[Stored data]
[Start of section]
Issue #49, opened 2016-04-08
Switch to YAML format for GromacsWrapper configs


dotsdl:
To make it possible to support multiple versions of gromacs installed on a single machine, as well as to make it easier to support custom user environments, we should switch from a INI-style config to a YAML configuration.

A portion of this config would go a long way in solving #48 and #26. For example, the schema for the tools available from various versions of gromacs could look like:

```
versions:
    4.6.5:
        serial:
            base: ""
            names:
                - grompp
                - trjconv
                - g_rms
        mpi:
            base: ""
            names:
                - mdrun_mpi

    5.1.1:
        serial:
            base: "gmx"
            names:
                - grompp
                - trjconv
                - rms
                - mdrun
        mpi:
            base: "gmx_mpi"
            names:
                - mdrun

```

We would then probably require specifying which version one plans to use on import. So, one can do:

``` python
import gromacs
gromacs.listconfig()             # could use interactively to list config keys available
gromacs.useconfig('4.6.5')  # this will build the classes from the tools found

```

This does not solve the problem where the same name is present multiple times within the same config, such as for `mdrun` in `5.1.1` above. At present the same class names are built regardless of the version used, so this would result in an exception. 

Unless we build class names with clear namespace differences (such as using the base given in the config), we can't get around this problem. Although possible, having a library that changes its API depending on the config is probably not the best of ideas.

dotsdl:
I may poke at this this weekend, since I'm gearing up to use GromacsWrapper extensively again.

orbeckst:
As we just discussed, definitely a step in the right direction, I'd very much like to see something like this. It's going to be a bit of a hassle to convert existing cfg files but a user only has to do this once (and maybe we can even cook up a script to do this when the time comes). 

For the name collisions I would just raise an error and have the user make the names unique within one version. (We can later think of other ways to make it work, e.g. allowing classes to carry "tags" around so that you can provide an additional kwarg to select the version of `mdrun` that you configured. there's still the problem that you already mentioned that the API is suddenly defined in the configuration file but on the other hand this is already true because the pre- and postfixes of Gromacs commands are fully user configurable....) 

I really like the idea of doing 
```python
import gromacs
```
and not having any gromacs tools loaded (which currently incurs a significant performance penalty because each tool is run to check it's available and to extract its doc string). When `import gromacs` is cheap it's easier to use the other functionality such as the different fileformat parsers.

[...]

Issue #39, opened 2016-02-26
set up CI


orbeckst:
Once we have a tests infrastructure in place #23, we need
- [x] Travis CI
- [x] coverage
- [x] add test and coverage badges to README

orbeckst:
For most of the tests we need to install Gromacs as well. This *should* be possible through `aptitude` on the containerized Travis infrastructure.

* Gromacs 4.6.5 is available as [trusty (14.04 LTS): gromacs (4.6.5-1build1) [universe]](http://packages.ubuntu.com/trusty/gromacs)
* Gromacs 5.0.x: [wily: gromacs (5.0.6-1) [universe] ](http://packages.ubuntu.com/source/wily/gromacs)
* Gromacs 5.1.x: [Xenial: gromacs (5.1.2-1ubuntu1) [universe]](http://packages.ubuntu.com/source/xenial/gromacs)

I don't know if it's possible to pull in newer packages into a 14.04 machine. Gromacs 4.6.5 will be easy, all the other... we will see. It would be great, though, to have a test matrix with different Gromacs installations.

dotsdl:
We can use conda. There are builds provided by acellera: https://anaconda.org/acellera/gromacs

orbeckst:
@dotsdl can you add the travis stuff from MDPOW? This seems to be *almost* working.

dotsdl:
Yes. I'll convene with @ianmkenney and we'll slay this one.

dotsdl:
We now have working CI, but some of the tests are failing. Haven't dug into fixing these yet; check the test output for starting points: https://travis-ci.org/Becksteinlab/GromacsWrapper

Coverage reads at 88%. Not bad, but I guess we cheat a bit since we generate many classes dynamically.

orbeckst:
@dotsdl : I don't see the coverage at https://codecov.io/gh/Becksteinlab/GromacsWrapper — is this because `codecov` is only ran when the tests pass?

And the [output from travis](https://travis-ci.org/Becksteinlab/GromacsWrapper#L343) seems to indicate that the 88% coverage are the coverage *in the test files*, not in the code itself.

I added the badges to the README but until coverage shows up in codecov I will leave this issue open.

dotsdl:
@orbeckst ah sorry, didn't look closely enough at what was included in coverage. I'll fix this.

dotsdl:
[...]

Issue #32, opened 2016-01-19
docs incomplete on readthedocs


orbeckst:
There are huge gaps in the autogenerated docs on http://gromacswrapper.readthedocs.org. Needs to be read, checked, and fixed.

Example: missing docs for most building block modules: http://gromacswrapper.readthedocs.org/en/latest/gromacs/building_blocks.html

dotsdl:
We can use [conda](http://docs.readthedocs.org/en/latest/conda.html) to build environment on readthedocs now. We use this for [MDSynthesis](http://mdsynthesis.readthedocs.org/) and it works quite well. Happy to set this up.

There are conda gromacs builds from acellera we can use to grab a recent gromacs to build classes against: https://anaconda.org/acellera

orbeckst:
Please try it!

dotsdl:
Okay, we have docs that build the environment, including gromacs 5.1, using conda: https://readthedocs.org/projects/mdsynthesis/builds/3881150/

But, when building the class docs for the building blocks, we get errors because the config we ship with is for gromacs 4.x, and so things like ``grompp`` can't be found. Quick and dirty solution is to replace current [gromacswrapper.cfg](https://github.com/Becksteinlab/GromacsWrapper/blob/develop/gromacs/templates/gromacswrapper.cfg) with one that works with 5.x names. Longer-term solution is #49.

We cannot install a gromacs 4.x version on readthedocs with conda because there are are no 4.x packages available on the anaconda cloud. If we want this, we'd have to build our own first.

orbeckst:
> 
> We cannot install a gromacs 4.x version on readthedocs with conda because there are are no 4.x packages available on the anaconda cloud. If we want this, we’d have to build our own first.

There are Ubuntu packages that we can use for 4.x … probably in parallel to condo packages.

--
Oliver Beckstein * orbeckst@gmx.net
skype: orbeckst  * orbeckst@gmail.com

dotsdl:
@orbeckst how would we do this under readthedocs? We can't use ``apt`` to build the environment on readthedocs.

orbeckst:
> On 13 Apr, 2016, at 16:06, David Dotson <notifications@github.com> wrote:
> 
> @orbeckst how would we do this under readthedocs? We can’t use apt to build the environment on readthedocs.

You’re right, of course. I was thinking about Travis… 

If we can have 5.x on RTD then perhaps we should just ship with 5.x cfg.

--
[...]

PR #53, opened 2016-04-20
Updated config to be compatible with Gromacs 5.1.1

dotsdl:
Since Gromacs 5.1.x removed the use of g_* methods, instead opting only
for the new ``gmx <command>`` style, this config features the necessary
bits to use the commands this way. This configuration will *not* work
for Gromacs 4.x or earlier. We will hopefully replace this config style
with one that works for multiple versions more flexibly with #49.

Removed ``extras``, as these tools are no longer maintained and it's not
clear that they will work as expected under this config.


dotsdl:
With this merge, we should got proper doc builds (#32), and it will go towards getting CI up and running under travis (#39).

orbeckst:
fastest merge ever ;-)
[End of section]
**Task instructions:**
Your reply must contain exactly the lines from the first line of the data through the line holding "To make it possible", and nothing more.

**Reply to the task:**
Issue #49, opened 2016-04-08
Switch to YAML format for GromacsWrapper configs


dotsdl:
To make it possible to support multiple versions of gromacs installed on a single machine, as well as to make it easier to support custom user environments, we should switch from a INI-style config to a YAML configuration.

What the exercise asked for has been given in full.